Voici deux ans déjà que l’affaire Vincenzo Vecchi a été déclenchée. Tout commence en août 2019 avec l’arrestation de ce charpentier d’une quarantaine d’année en Bretagne, où il vivait depuis plusieurs années. Son délit ? Avoir participé en juillet 2001 à une manifestation altermondialiste à Gênes (Italie). Problème : le délit de « dévastation et saccage » sur lequel s’appuie l’État italien pour demander son extradition a été introduit dans le code pénal par le régime fasciste dans les années 1930. Il prévoit des peines de prison très lourdes, entre 6 et 15 ans, et peut incriminer quelqu’un pour sa simple présence dans une manifestation. Par ailleurs, les mandats d’arrêt européens émis par l’Italie et ayant abouti à l’arrestation de Vincenzo par la police française servent normalement à lutter contre le terrorisme et le grand banditisme.
12 ans d’incarcération en Italie pour avoir participé aux manifestations à Gênes en 2001
À deux reprises, les juges français ont estimé que ces deux mandats d’arrêt européens étaient irréguliers. Vincenzo Vecchi demeure donc libre pour le moment. Mais l’État a renvoyé l’affaire devant la Cour de cassation. Avant de statuer, la juridiction souhaite solliciter l’avis de la Cour de justice de l’Union européenne. L’audience s’est tenue ce 20 janvier, à Luxembourg. Une dizaine de membres du comité de soutien étaient présents pour une audience qui a duré plus de deux heures et où siégeaient six magistrats. « Vincenzo était représenté par trois avocats, deux français et un italien, décrit Laurence. Le gouvernement français était représenté en visio. Quant au gouvernement italien, il a brillé par son absence. » « On le comprend il ne voulait pas se retrouver à défendre une loi indéfendable et liberticide ; la loi "dévastation et saccage" », ajoute Jean-Baptiste, également membre du comité de soutien.
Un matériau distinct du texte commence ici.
PR #1563, opened 2025-12-10
Raise a clear exception on missing SignTool

pascalaubry:


scripts/export/windows/win_project_builder.py
```diff
@@ -30,6 +30,11 @@ def __init__(self):
         self.signtool_dir: Path = Path(
             f'C:/Program Files (x86)/Windows Kits/10/bin/{signtool_version}/x64'
         )
+        self.signtool_exe: Path = self.signtool_dir / 'signtool.exe'
+        if not self.signtool_exe.is_file():
```
Molrn: The export can currently also be used without signing, I don't think we should remove this usage by raising here. all the sign process only is triggered if the param `--windows-signtool-cert-fingerprint` is used on the script

Molrn (dismissed):

Molrn (approved):
LGTM

src/web/templates/user/screen/timer.js
Amaras, line 1: why is this timer change bundled with the signtool fix?

Molrn: ah, missed that. it comes from #1565, I think it might have been removed from @timothyarmes 's force push this morning. Going over the PRs to ensure there aren't others

PR #1566, opened 2025-12-11
Remove tournaments default modal

Molrn:


timothyarmes:
When I create a new rapide tournament out of France, the override isn't on by default

timothyarmes (approved):
LGTM

PR #1570, opened 2025-12-13
Linux build

timothyarmes:


pascalaubry (approved):
Can't see anything wrong, must be tested now by real Linux users.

« La présidente a posé énormément de questions, chaque point a été débattu », reprend Laurence, rappelant que l’enjeu est essentiel : Vincenzo risque toujours plus de 12 ans d’incarcération en Italie pour sa participation aux manifestations anti G8 à Gênes en 2001. « La loi liberticide mussolinienne qui fonde le mandat d’arrêt européen à son encontre et cette peine totalement inique et absurde, peuvent-elles être validées et ainsi intégrer l’espace juridique européen ? », interroge le comité de soutien de Vincenzo, qui se bat sans relâche depuis plus de deux ans pour éviter le pire au jeune charpentier.
« Il n’y a pas que des amis de la liberté en Europe, et les gens ne sont pas des marchandises »
« Ce dossier est beaucoup plus large que le cas de Vincenzo, intervient Jean-Baptiste. Est-ce que dans l’espace juridique européen on est prêts à accepter n’importe quelle loi ? Prenons un autre exemple : celui de l’avortement. Si un mandat d’arrêt européen est émis par la Pologne à destination d’une personne qui aurait aidé une femme à avorter et qui risque d’aller en prison ; est-ce que la France va choisir de l’exécuter ? »
« L’espace européen sera-t-il un espace de libre-échange des individus ?, interroge de son côté Éric Vuillard, écrivain et soutien de toujours de Vincenzo Vecchi dans une tribune publiée par L’Obs. Ou bien veut-on que le juge puisse continuer à contrôler, afin de ne pas livrer les personnes condamnées au nom de droits iniques ? Car il n’y a pas que des amis de la liberté en Europe, et les gens ne sont pas des marchandises. » On ne connaît pas encore la date de rendu de l’avis de la Cour de justice européenne. Quel qu’il soit, ce sera ensuite à la Cour de cassation française de décider du sort de Vincenzo Vecchi.